### [Problem statement]
Restate the whole of the data verbatim, omitting nothing.

### [Provided data]
--- START ---
PR #358, opened 2024-12-11
Feature/bff

imashmash:
This PR adds BFF domain S3 bucket and CloudFront distribution ID
Test:
https://github.com/AllenInstitute/biofile-finder/actions/runs/12282978093

### DIFF
--- a/.github/workflows/aws-deployment.yml
+++ b/.github/workflows/aws-deployment.yml
@@ -17,13 +17,11 @@ env:
   AWS_ACCOUNT_ID: ${{ vars.AWS_PUBLIC_DATA_RELEASES_ACCOUNT_ID }}
   AWS_REGION: ${{ vars.AWS_DEFAULT_REGION }}
   STAGING_CLOUDFRONT_DISTRIBUTION_ID: ${{ secrets.STAGING_CLOUDFRONT_DISTRIBUTION_ID }}
-  STAGING_S3_BUCKET: s3://staging.biofile-finder.allencell.org
+  STAGING_S3_BUCKET: s3://staging.bff.allencell.org
   STAGING_BFF_CLOUDFRONT_DISTRIBUTION_ID: ${{ secrets.STAGING_BFF_CLOUDFRONT_DISTRIBUTION_ID }}
-  STAGING_BFF_S3_BUCKET: s3://staging.bff.allencell.org
   PRODUCTION_CLOUDFRONT_DISTRIBUTION_ID: ${{ secrets.PRODUCTION_CLOUDFRONT_DISTRIBUTION_ID }}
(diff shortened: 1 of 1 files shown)


imashmash:
Branch "feature/bff" is not allowed to deploy to production due to environment protection rules. - that's why it failed

anl (commented):
Are we ever going back to biofile-finder.allencell.org?  I think we may no longer need to publish to that bucket (in fact, we can probably[?] delete that bucket, and just use CloudFront to redirect requests, right?).

gmoynihan88 (approved):

.github/workflows/aws-deployment.yml
```diff
@@ -89,10 +91,13 @@ jobs:
           name: aws-deploy-files
           path: ./packages/web/dist
 
-      # Note that the command below will copy the files to the root of the S3 bucket e.g., s3://biofile-finder.allencell.org/
-      # If you want to copy files to a S3 prefix / subdirectory, you would want something like ${{ env.S3_BUCKET }}/your_prefix below
-      - name: Copy build files to S3 root
-        run: aws s3 sync ./packages/web/dist ${{ env.S3_BUCKET }}
+      # Note that the command below will copy the files to the root of the S3 bucket e.g., s3://bff.allencell.org/
+      # If you want to copy files to a S3 prefix / subdirectory, you would want something like ${{ env.BFF_S3_BUCKET }}/your_prefix below
+      - name: Copy build filed to BFF S3
```
anl, line 96:
```suggestion
      - name: Copy build files to BFF S3
```

.github/workflows/aws-deployment.yml
```diff
@@ -89,10 +91,13 @@ jobs:
...
+        run: aws s3 sync ./packages/web/dist ${{ env.BFF_S3_BUCKET }}
 
-      - name: Invalidate CloudFront cache
+      - name: Invalidate CloudFront biofile-finder cache
```
anl, line 99: Maybe add a comment that this isn't strictly necessary since we aren't writing anything served directly by this distribution, since all it does is issue redirects.

anl (approved):
@pgarrison @aswallace @BrianWhitneyAI @yrkim98 @tyler-foster Could one of you review this PR also?

SeanDuHare (commented):
It doesn’t seem like this PR is directly responsible, but I would prefer this change be entirely reverted if the issue I mentioned in slack below will continue.

https://allencellscience.slack.com/archives/C04DNM9G43S/p1734025634278819?thread_ts=1733852921.584909&channel=C04DNM9G43S&message_ts=1734025634.278819

BrianWhitneyAI (approved):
--- END ---
### [Result of this task]
PR #358, opened 2024-12-11
Feature/bff

imashmash:
This PR adds BFF domain S3 bucket and CloudFront distribution ID
Test:
https://github.com/AllenInstitute/biofile-finder/actions/runs/12282978093

### DIFF
--- a/.github/workflows/aws-deployment.yml
+++ b/.github/workflows/aws-deployment.yml
@@ -17,13 +17,11 @@ env:
   AWS_ACCOUNT_ID: ${{ vars.AWS_PUBLIC_DATA_RELEASES_ACCOUNT_ID }}
   AWS_REGION: ${{ vars.AWS_DEFAULT_REGION }}
   STAGING_CLOUDFRONT_DISTRIBUTION_ID: ${{ secrets.STAGING_CLOUDFRONT_DISTRIBUTION_ID }}
-  STAGING_S3_BUCKET: s3://staging.biofile-finder.allencell.org
+  STAGING_S3_BUCKET: s3://staging.bff.allencell.org
   STAGING_BFF_CLOUDFRONT_DISTRIBUTION_ID: ${{ secrets.STAGING_BFF_CLOUDFRONT_DISTRIBUTION_ID }}
-  STAGING_BFF_S3_BUCKET: s3://staging.bff.allencell.org
   PRODUCTION_CLOUDFRONT_DISTRIBUTION_ID: ${{ secrets.PRODUCTION_CLOUDFRONT_DISTRIBUTION_ID }}
(diff shortened: 1 of 1 files shown)


imashmash:
Branch "feature/bff" is not allowed to deploy to production due to environment protection rules. - that's why it failed

anl (commented):
Are we ever going back to biofile-finder.allencell.org?  I think we may no longer need to publish to that bucket (in fact, we can probably[?] delete that bucket, and just use CloudFront to redirect requests, right?).

gmoynihan88 (approved):

.github/workflows/aws-deployment.yml
```diff
@@ -89,10 +91,13 @@ jobs:
           name: aws-deploy-files
           path: ./packages/web/dist
 
-      # Note that the command below will copy the files to the root of the S3 bucket e.g., s3://biofile-finder.allencell.org/
-      # If you want to copy files to a S3 prefix / subdirectory, you would want something like ${{ env.S3_BUCKET }}/your_prefix below
-      - name: Copy build files to S3 root
-        run: aws s3 sync ./packages/web/dist ${{ env.S3_BUCKET }}
+      # Note that the command below will copy the files to the root of the S3 bucket e.g., s3://bff.allencell.org/
+      # If you want to copy files to a S3 prefix / subdirectory, you would want something like ${{ env.BFF_S3_BUCKET }}/your_prefix below
+      - name: Copy build filed to BFF S3
```
anl, line 96:
```suggestion
      - name: Copy build files to BFF S3
```

.github/workflows/aws-deployment.yml
```diff
@@ -89,10 +91,13 @@ jobs:
...
+        run: aws s3 sync ./packages/web/dist ${{ env.BFF_S3_BUCKET }}
 
-      - name: Invalidate CloudFront cache
+      - name: Invalidate CloudFront biofile-finder cache
```
anl, line 99: Maybe add a comment that this isn't strictly necessary since we aren't writing anything served directly by this distribution, since all it does is issue redirects.

anl (approved):
@pgarrison @aswallace @BrianWhitneyAI @yrkim98 @tyler-foster Could one of you review this PR also?

SeanDuHare (commented):
It doesn’t seem like this PR is directly responsible, but I would prefer this change be entirely reverted if the issue I mentioned in slack below will continue.

https://allencellscience.slack.com/archives/C04DNM9G43S/p1734025634278819?thread_ts=1733852921.584909&channel=C04DNM9G43S&message_ts=1734025634.278819

BrianWhitneyAI (approved):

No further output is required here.